Cement mixers, spot boards for mortar and rough terrain fork lift trucks are examples of just a few of the things you might be expected to source.
The ideal is to build in spring and summer, when the skies are clear and unlikely to threaten progress.
But in the real world, you might find yourself getting underway in autumn and possibly over winter. Frost and cement don’t go well together, so prepare for cold snaps by providing rolls of hessian to protect fresh mortar from unexpected frost.
And check in advance where you can get your hands on a submersible pump in case you need one to deal with heavy rain after excavating your foundation trenches.
5 Common Heritage Renovation Mistakes
A building site, particularly in the early stages, will have lots of valuable tools and materials around – and this can prove irresistible to any ne’er do wells who spot it.
Hire a security cabin to keep the expensive stuff in overnight. An old shipping container can be a cost-effective option if you want to avoid hire charges.
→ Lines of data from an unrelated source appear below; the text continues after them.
PR #114, opened 2019-02-17
added lesson05 files

GFSUW:


students/ginafs/session05/mailroom3.py
```diff
@@ -0,0 +1,222 @@
+''' Mailroom Part2 '''
+
+import datetime
+
+EDGE_STR = "| "
+DONATIONS = {
```
mdgregor: this shouldn't be capitalized as its not a constant.

students/ginafs/session05/mailroom3.py
```diff
@@ -0,0 +1,222 @@
...
+        donor_name = input("Enter a name from this list or the full name of the new donor : ")
+    except KeyboardInterrupt:
+        print_goodbye()
+        return False
+
+    #check if the donor is in the database or is a new donor
+    #if it is a new donor set the new_donor flag to true
+    new_donor = False
+    if donor_name not in DONATIONS:
+        new_donor = True
```
mdgregor: I think you don't need this block on lines 53-55.  See below

students/ginafs/session05/mailroom3.py
```diff
@@ -0,0 +1,222 @@
...
+        except KeyboardInterrupt:
+            print_goodbye()
+            return False
+        except ValueError:
+            print("Please enter a valid number for the donation amount")
+            continue
+        else:
+            break
+
+    if new_donor:
```
mdgregor: change this to `if donor_name not in DONATIONS:`

students/ginafs/session05/mailroom3.py
```diff
@@ -0,0 +1,222 @@
...
+        line_str += "{:25}".format(key) + EDGE_STR
+        # Total Given
+        sum_gifts = sum(DONATIONS[key])
+        line_str += "{: 14.2f}".format(sum_gifts) + EDGE_STR
+        # Num Gifts
+        num_gifts = len(DONATIONS[key])
+        line_str += "{: 12d}".format(num_gifts) + EDGE_STR
+        # Average
+        avg = sum_gifts/num_gifts
+        line_str += "{: 14.2f}".format(avg) + EDGE_STR
```
mdgregor: The comments strings you have here don't add anything as they are just copies of the variable names.  What your doing is simple enough to read that you probably don't need them.

students/ginafs/session05/mailroom3.py
```diff
@@ -0,0 +1,222 @@
...
+            out_tuple = (key, int(num_donations), float(total_amount))
+        else:
+            #donor with single donation does not need number of donations
+            out_str = SINGLE_DONATION_LETTER
+            out_tuple = (key, float(total_amount))
+
+        #create file and write into it
+        with open(file_name, 'w') as outfile:
+            outfile.write(out_str.format(*out_tuple))
+            outfile.close()
```
mdgregor: since your using the context manager of `with` you don't need `outfile.close()`

students/ginafs/session05/mailroom3.py
```diff
@@ -0,0 +1,222 @@
...
+
+        #Build the string to write into the file. Use tuples to send in values
+        out_str = ""
+        if num_donations > 1:
+            out_str = MULTIPLE_DONATION_LETTER
+            out_tuple = (key, int(num_donations), float(total_amount))
+        else:
+            #donor with single donation does not need number of donations
+            out_str = SINGLE_DONATION_LETTER
+            out_tuple = (key, float(total_amount))
```
mdgregor: variable names call `out_str` and `out_tuple` don't describe what the data is in those, just a type.

PR #115, opened 2019-02-17
Session 6, mailroom4, test driven development and refactoring, looking for feedback.

Douglas-Klos:
I've done quite a bit of refactoring to separate user input  from other functions and created a pytest test_mailroom4 file for mailroom4.

I've never done this sort of test driven development.  Was hoping for some feedback to know if I'm going about this correctly.


students/douglas_klos/session5/mailroom3.py
```diff
@@ -60,8 +60,15 @@ def display_database():
...
-        print(f'{key:>24} : {mailroom_db[key]:}')
+    # for key in mailroom_db:
+    #     print(f'{key:>24} : {mailroom_db[key]:}')
+
+    # Assignment asked for a comprehension.  Gregor suggested trying here.
+    # The text does state you wouldn't typcially use them for printing.
+    # IDK, this feels clunky to me, just mushing two lines of code into one.
+    # Though perhaps it's the pythonic way to do things.
+    # Included for the sake of completeness.
+    [print(f'{key:>24} : {mailroom_db[key]:}') for key in mailroom_db]
```
mdgregor: Yeah for prints you wouldn't, but comps are much faster than traditional for loops, but they are only for simple for loops or simple tested for loops.  You never want a comp to go more than 1 nested for loop otherwise they start to become unreadable.
```
for key, value in thing.item():
    for item in value:
        do_something(item)
```
^^^ example of 1 nested `for` loop.

Douglas-Klos: Yeah, makes sense.  In the first mailroom I had a 
`elif not any(name in sub_list for sub_list in mailroom_db):`
that seemed to work well.

Do you have any input on my test_mailroom4 and the refactoring on mailroom4?

Thanks :)

Douglas-Klos:
I've created pytest and unittest files for mailroom4, and unittest for args_kwargs_lab.  This is pretty foreign to me, want to know if I'm going about this correctly.

Thanks.

PR #117, opened 2019-02-18
review for mailp2 lesson 4 and lesson 5 submission 

woosukjeung:
should have addressed all the errors


students/WooseokJ/MailP2fixedWJFixed.py
```diff
@@ -0,0 +1,121 @@
...
+# In[ ]:
+
+
+import sys
+import datetime
+import operator
+
+
+def menu():
+    print(''''Menu
```
ldconejo: Because of how you're calling this function from _main()_, you should change this print to _return_, otherwise, _None_ will be printed each time you call _menu_. This happens because you're doing this:

`_input(menu())_ # input tries to print the output of menu, but menu() has no return statement, so it returns "None" by default.`

students/WooseokJ/MailP2fixedWJFixed.py
```diff
@@ -0,0 +1,121 @@
...
+def create_a_report():
+    print("Printing report:")
+    title = ("Donor Name", "| Total Given", "| Num Gifts", "| Average Gift")
+    row = " ".join(["{:<19} | {:^13} | {:^13} | {:^11}"]).format(*title)
+    length = len(row)
+    print("\n" + row)
+    print("=" * length)
+    for key, value in sorted(donor_db.items()):
+        given = str(sum(value))
+        gift = str(len(value))
```
ldconejo: Note that this one will always return "2", as that is the number of elements in the _value_ list associated to each donor. Since you're try to get the number of donations, you could do the following:

gift = value[1] # No need to convert to _str_, Python will do that for you when adding the to _row_format_

ldconejo:
Hi Wooseok,

Try to incorporate the changes suggest for lesson 4 into this submission as well. Also, whenever a new donation is entered, the value reflected is the value entered + 1, you'll need to fix that one as well.

_try/except_ blocks are well implemented. The assignment also requires you to use comprehensions, a good place could be the _create_a_report_ function.

-Luis

PR #118, opened 2019-02-18
adding_exception_and_mailroom3.py_scripts

mmwheel:
Ready for review -- Thanks!

### DIFF
--- a/students/marsha_w/lesson_05/mailroom3.py
+++ b/students/marsha_w/lesson_05/mailroom3.py
@@ -1,0 +1,139 @@
+#!/usr/bin/env python3
+
+'''Title: Mailroom exercise, part3
+Dev: Marsha Wheeler
+Date: 02/17/2019
+'''
+
+import sys
+import datetime
+
+
+donor_dict = {"William Gates": [653772.32, 12.17],
+              "Jeff Bezos": [877.33],
+              "Paul Allen": [663.23, 43.87, 1.32],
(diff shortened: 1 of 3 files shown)


students/marsha_w/lesson_05/mailroom3.py
```diff
@@ -0,0 +1,139 @@
...
+user_prompt = "\n".join(("Please choose from the options below:",
+                         "1 = To view a list of donors type 'list'",
+                         "2 - Send a Thank You to a single donor",
+                         "3 - Create a Report",
+                         "4 - Write a Thank you note to all donors",
+                         "5 - Exit the Program",
+                         ">>> "))
+
+# create a list of donor names
+donors = list(donor_dict.keys())
```
ldconejo: This creates a bug in your code when a new donor is added. Since _donors_ is not getting updated when a new donor comes in, every time you try to add a new donation to that new donor you code will think the donor is new and overwrite, instead of append, the new donation. 
 
You really don't need to use donors. If you want to check if a donor exists as a key in _donor_dict_ you can simply write:

```
if donor in donor_dict:
    # do something here

```
Consider removing check _donor_dict_ directly on line 43.

ldconejo:
Hi Marsha,

See my comment on your mailroom code for a small fix to correct a bug. Please submit a new pull request once that one is fixed.

Regards,

Luis

PR #119, opened 2019-02-18
lesson 5 assignment

dac2229:
Week 5 assignment. I think this went pretty well. I couldn't add any list comprehension to my mailroom but I can change my code to make list. I do use for statements but that's to print not to make a list.

The exceptions exercise has really helpful, I never knew about this!

### DIFF
--- a/students/daniel_carrasco/session05/mailroom.py
+++ b/students/daniel_carrasco/session05/mailroom.py
@@ -16,7 +16,13 @@ def main():
                     4 - Add new donor.\n\
                     5 - Add new donation.\n\
                     6 - Quit\n'))
-            arg_dict = {1: thankyou, 2: report, 3: letter, 4: addnewdonor, 5:addnewdonation, 6: quit}
+            arg_dict = {
+                1: thankyou,
+                2: report,
+                3: letter,
+                4: addnewdonor,
+                5: addnewdonation,
+                6: quit}
             if arg_dict[user_choice] == 'quit':
                 sys.exit()
             else:
@@ -87,11 +93,13 @@ def addnewdonor(user_input_name=' '):
                     input("Enter Donation Amount\n"))
         except ValueError:
             print("Input must be an integer, try again.")
-    return user_choice_name,user_choice_donation
+    return user_choice_name, user_choice_donation
+
 
 def addnewdonation():
     report()
-    user_input_name=input("\nEnter the name of donor adding a new donation.\nSee report for list of current donors\n\n")
+    user_input_name = input(
+        "\nEnter the name of donor adding a new donation.\nSee report for list of current donors\n\n")
     while True:
         keys = [key for key in donors]
         if user_input_name.title() in keys:
@@ -99,17 +107,12 @@ def addnewdonation():
                 user_choice_donation
             except NameError:
                 user_choice_donation = float(input("Enter Donation Amount\n"))
-                donors[user_input_name.title()][0]=donors[user_input_name.title()][0]+user_choice_donation
-                donors[user_input_name.title()][1]=donors[user_input_name.title()][1]+1
+                donors[user_input_name.title()][0] = donors[user_input_name.title()][0] + user_choice_donation
+                donors[user_input_name.title()][1] = donors[user_input_name.title()][1] + 1
             break
         else:
-            user_input_name,user_choice_donation = addnewdonor(user_input_name)
-
-
-
-
-
-
+            user_input_name, user_choice_donation = addnewdonor(
+                user_input_name)
 
 
 if __name__ == '__main__':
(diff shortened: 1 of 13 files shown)


students/daniel_carrasco/session05/mailroom.py
```diff
@@ -0,0 +1,67 @@
...
+            if choice == 3:
+                main()
+        except ValueError:
+            print("Input must be an integer, try again.")
+            continue
+
+def report():
+    row_format ="{:>15}" * 4
+    print(row_format.format('Name','Donation ($)','Amount','Average ($)'))
+    for key,value in donors.items():
```
ldconejo: Use this one to implement comprehensions, it should be a relatively easy fit for the example provided as part of the exercise:

```
[print(donor) for donor in donors]
```

students/daniel_carrasco/session05/mailroom.py
```diff
@@ -0,0 +1,67 @@
...
+                sys.exit()
+            else:
+                arg_dict[user_choice]()
+        except ValueError:
+            print("Input must be an integer, try again.")
+        except KeyError:
+            print('Choice must be a menu input (1-4)')
+        continue
+
+def thankyou():
```
ldconejo: Try modifying the code so that new donations, as opposed to only new donors, can be entered.

students/daniel_carrasco/session05/mailroom.py
```diff
@@ -0,0 +1,67 @@
...
+    while True:
+        try:
+            choice = int(input('\nChoose an action(1-3):\n\
+                    1 - See Donor List.\n\
+                    2 - Enter Name.\n\
+                    3 - Quit submenu\n'))
+            if choice == 1:
+                for keys in donors.keys():
```
ldconejo: You can simply iterate the dictionary on this one, instead of calling _keys_:

```
for keys in donors:
```

ldconejo:
Hi Daniel,

Couple of changes to make:
1. I commented on a part of your code where you could try adding comprehension, which is one of the requirements of this assignment.
2. In general for your code, try to always add a space whenever you use a comma (for example, when entering multiple parameters into a function). It improves readability.

Submit a new pull request once you have implemented these and the suggestions added to the code. Very good use of exceptions, they add a lot of value in terms of making your code more robust.

-Luis

students/daniel_carrasco/session05/mailroom.py
ldconejo: One more comment on this one: If you run Pylint, it will complain that the _print()_ statement doesn't have a return, so your list comprehension will not really return a list. It will still work, but Pylint will make you feel bad about it :-)

One alternative is to take out the _print()_ statement a capture the output into a list for later printing. For example:

```
user_data = {
    "user01" : {
        "name" : "Robert",
        "last_name" : "Carnavaro"
    },
    "user02" : {
        "name" : "Adam",
        "last_name" : "Gouda"
    },
    "user03" : {
        "name" : "Luisa",
        "last_name" : "Ramirez"
    },
}

user_strings = [f'For user {user_name} name is {value["name"]} and last name {value["last_name"]}' for user_name, value in user_data.items()]

for user_string in user_strings:
    print(user_string)
```

dac2229:
I can't make a new pull request, can you see the changes I made?

dac2229:
Made changes to Week 5 as requested and added Week 6 assignment to this pull request.

Added as many test as I could, can you provide suggestions on how I could test my last two functions in mailroom (addnewname, andnewdonation). Also can you suggest how to improve my test.

Thank you!

ldconejo:
Hi Daniel,

Your unit tests do work, but the percentage of your mailroom code that is actually covered is pretty low. The assignment asks for _full site_ testing, which would imply 100% coverage, which is probably not realistic. A more reasonable number is 90% coverage.

One way to test coverage is using the _coverage_ module on Python. You can launch a coverage evaluation using this command:

```
$ python -m coverage run --include=mailroom.py -m pytest
```

After that, you can get a coverage report with this command (from the same folder where you ran you coverage evaluation):

```
$ python3 -m coverage report
```

In your case, the report is returning this:

```
Name          Stmts   Miss  Cover
---------------------------------
mailroom.py      96     68    29%
```

Coverage is at 29%, see if you can add some additional tests to get to or higher than 90%.

Additional to that, try adding docstrings to describe what the different functions in your code do, for example:

```
def test_get_report():
    '''
    Implements testing for the get_report() function
    '''
```
Regards,

Luis

dac2229:
Luis,
So for the functions where I have multiple user input statements, do I just
predefine the user inputs in the test function?few of my functions have
this so I excluded them since I was unsure of how to test them.
 Ex:
def print_ui ():
    ui = input('type anything')
    return ui
_________
def test_print_ui ():
    ui = 'test string'
    assert print_ui() = ui #would this work???

Thanks,
Daniel C.

ldconejo:
Hi Daniel,

Yes, in those cases, you could try using the _Mock_ module's patch decorator to override the _input_ built-in method. From one example that came up in the _Discussion_ section this week:

```
import mock
import unittest
import your_mailroom

class SampleTest(unittest.TestCase):
    @mock.patch('your_mailroom.input', mock.Mock(return_value = '54'))
    def test_correct_input(self):
        self.assertEqual(jeff_coyour_mailroomde.get_value('Enter a value:', int), 54)
```

In this case, _input_ is modified, *only* for the test being decorated with @mock.patch to always return the string '54'.

-Luis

You’re taking on a project that will make you part of the community – and it will affect those around you (see my column on Building Works & Neighbour Relationships, an example of what I mean).
So explain to your neighbours what you’re planning, when work will be taking place, how long you expect it to go on for and – importantly – who they can contact if there’s a problem at any time, whether day or night.
One of the big unplanned costs can be connection to the essential utilities. Never assume that you can tap into electricity, water and mains drainage just because next door has them.
You need to speak to service suppliers early on (ideally before you offer on a plot) to determine how you can access utilities, how long the process will take and how much connections are likely to cost.
Building sites can be dangerous places, so it’s important to safeguard yourself and others. Protective clothing is very cheap and is the last line of defence in preventing injury or worse.
You can buy a hard hat, steel toe-capped wellies, goggles, ear defenders and a hi-vis vest for just £32 all-in from Screwfix.
So buy a set for the sake of your own safety, and insist that others (operatives and visitors) wear the right protective clothing on site, too.
This is a false economy. There will always be cuts to make and breakages on site, and purchasing another pallet load at this point will cost you a bomb in terms of the transport charges.
Always over-order on bricks and tiles by at least 10% (or 15% for reclaimed items).
This is an important one. If your self build project qualifies for an exemption from the Community Infrastructure Levy (CIL) development tax, there are four steps to take.
At the planning stages, you first have to assume liability and then submit Part 1 of Form 7 to claim your exemption.
The next step is the one that many people forget: before you start work on site, you must notify your local authority by submitting Form 6 (Notification of the Commencement of Work).
If you don’t, the full CIL charge will become due. When you’ve finished the scheme, you must submit Part 2 of Form 7 within six months of completion.
If you’re self building, you have a great opportunity to create a home that can be as tailored to your lifestyle now as it is in 10 years’ time.
A good example is the roof space. If there’s potential to expand into this at some future date, then think about where the stairs could go to make this happen.
You will need 2m of headroom above the pitch line of the stairs (1.9m is acceptable in some instances but will feel a bit cramped).
Read more: Complete Guide to Loft Conversion Projects
It’s pretty cheap to put in a double power socket during first fix work, but it’s expensive and disruptive to retrofit one after completion. Think hard about where they should go and if in doubt, put one in.
Read more: Planning a Lighting Scheme & Cost Guide
Think about what electrical fixtures and fittings you’re going to have outside, and lay armoured cables to feed them.
Garages, sheds, electric gates, ponds, patios and garden lighting are common examples. Again, it’s relatively inexpensive to put these in at the early stages but a real pain if you subsequently need to dig up newly laid drives and pathways to install power.